This is why we must rely on "drift" (the tiny amount of sideways movement when moving in a direction that is nearly orthogonal) to get ourselves into position, even when performing guided glides. The standard procedure for these glides is to move against the guiding wall, face the gap (or face 90 degrees away from the gap if strafing in) and make small movements into the gap until the glide succeeds. What's going on "behind the scenes" is that, first, the player gets close to the guide wall by moving into it, but doesn't quite manage to touch it. Then, as the player makes slow forward movements against the wall with the gap, Doom takes the sideways component of each of these movement vectors and tries to slide the player. Every individual sideways vector will be either be larger than, smaller than or equal to the distance between the player and the wall. When the vector is larger than the distance to the wall, Doom rejects the resulting player position as illegal and thus the player doesn't move. When the vector is smaller, the player will slide that much closer to the guide wall. When the vector and the distance are the same size, the player finally ends up exactly next to the guide wall, and thus can move freely into the gap.

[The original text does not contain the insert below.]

PR #1341, opened 2026-08-04
fix(advisories): repair the advisory detail page

aurangzaib048:
The advisory detail page had five problems, all visible from the page itself.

Because it's possible to move only a single "micro-unit" (see my previous post on guideless glides) with sideways movement vectors, it should be impossible for a guided glide to "fail." Success is just a matter of feeding the Doom engine tiny forward movements until the sideways components of these movements slide the player all the way to the guide wall. Then again, there might not be a reliable way to move only a single micro-unit to the right while recording in vanilla Doom, as the player can't face 0.01 degrees to the right of a map axis unless his angle has been altered by punching/chainsawing. This would imply that guided glides where the guide wall is on the right side of the gap are more difficult. If this is actually the case, then an alternate method to handle these glides would be to make small backward movements, away from the gap, until the sideways components of these movement vectors move the player all the way to the guide wall. Then, the player should be able to slide cleanly through the gap, as long as he doesn't break contact with the guide wall. The important thing is that the player reaches the wall; this doesn't have to happen right at the gap's entrance, but can happen anywhere along the length of the guide. Once the player is touching the guide, he can slide through the gap smoothly, as many times as he pleases.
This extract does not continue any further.